Spreadsheet-RL：通过强化学习提升大语言模型智能体在真实电子表格任务上的表现

摘要

电子表格系统（如 Microsoft Excel、Google Sheets）在现代数据驱动工作流中扮演着核心角色。随着AI智能体在自动执行复杂任务（例如操控计算机、生成演示文稿）方面能力不断增强，构建基于AI的电子表格智能体已成为一个颇具前景的研究方向。目前大多数电子表格智能体依赖于对通用大语言模型进行专门提示设计；虽然这种设计在简单电子表格操作上具有潜力，但难以管理实际应用中常见的复杂多步骤工作流。我们提出Spreadsheet-RL，一种基于强化学习（RL）的微调框架，旨在真实Microsoft Excel环境中训练专用电子表格智能体。Spreadsheet-RL具备自动化流程，可从在线论坛大规模收集配对的起始-目标电子表格，并包含金融、供应链管理等领域的专用评估任务——这些任务被整合至新的Domain-Spreadsheet基准数据集。此外，它还包括专为多轮强化学习设计的Spreadsheet Gym环境：该环境通过Python沙箱暴露丰富的Excel功能，并配备精炼控制框架，集成完整工具集及针对电子表格任务精心设计的工具路由规则。通过全面实验表明，Spreadsheet-RL显著提升了AI智能体在通用及领域专用电子表格任务上的性能：在SpreadsheetBench上，Qwen3-4B-Thinking-2507模型的Pass@1指标从12.0%提升至23.4%；在我们构建的Domain-Spreadsheet数据集上，Pass@1从8.4%提升至17.2%。这些结果凸显了Spreadsheet-RL在电子表格自动化中的泛化潜力与实用价值，也预示着其推动基于大语言模型的数据接口在日常工作中交互的广阔前景。

English

Spreadsheet systems (e.g., Microsoft Excel, Google Sheets) play a central role in modern data-centric workflows. As AI agents grow increasingly capable of automating complex tasks, such as controlling computers and generating presentations, building an AI-driven spreadsheet agent has emerged as a promising research direction. Most existing spreadsheet agents rely on specialized prompting over general-purpose LLMs; while this design has potentials on simple spreadsheet operations, it struggles to manage the complex, multi-step workflows typical of real-world applications. We introduce Spreadsheet-RL, a reinforcement learning (RL) fine-tuning framework designed to train specialized spreadsheet agents within a realistic Microsoft Excel environment. Spreadsheet-RL features an automated pipeline for scalable collection of paired start-goal spreadsheets from online forums, as well as domain-specific evaluation tasks in areas such as finance and supply chain management, which we compile into the new Domain-Spreadsheet benchmark dataset.

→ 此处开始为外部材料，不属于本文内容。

PR #824, opened 2015-03-16
Set the unit test scheduler via the property

Haacked:
This change ensures that the test
"SchedulerShouldBeCurrentThreadInTestRunner" passes. The test currently
fails.

### DIFF
--- a/ReactiveUI/RxApp.cs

It also includes a Spreadsheet Gym environment designed for multi-turn RL: Spreadsheet Gym exposes extensive Excel functionality through a Python sandbox, along with a refined harness that incorporates a comprehensive tool set and carefully designed tool-routing rules for spreadsheet tasks. Through comprehensive experiments, we show that Spreadsheet-RL substantially enhances AI agent's performance on both general and domain-specific spreadsheet tasks: it improves Qwen3-4B-Thinking-2507's Pass@1 on SpreadsheetBench from 12.0% to 23.4%, and raises Pass@1 from 8.4% to 17.2% on our curated Domain-Spreadsheet dataset. These results highlight Spreadsheet-RL's strong potential for generalization and real-world adoption in spreadsheet automation, and broadly, its promise for advancing LLM-based interactions with data interfaces in everyday work.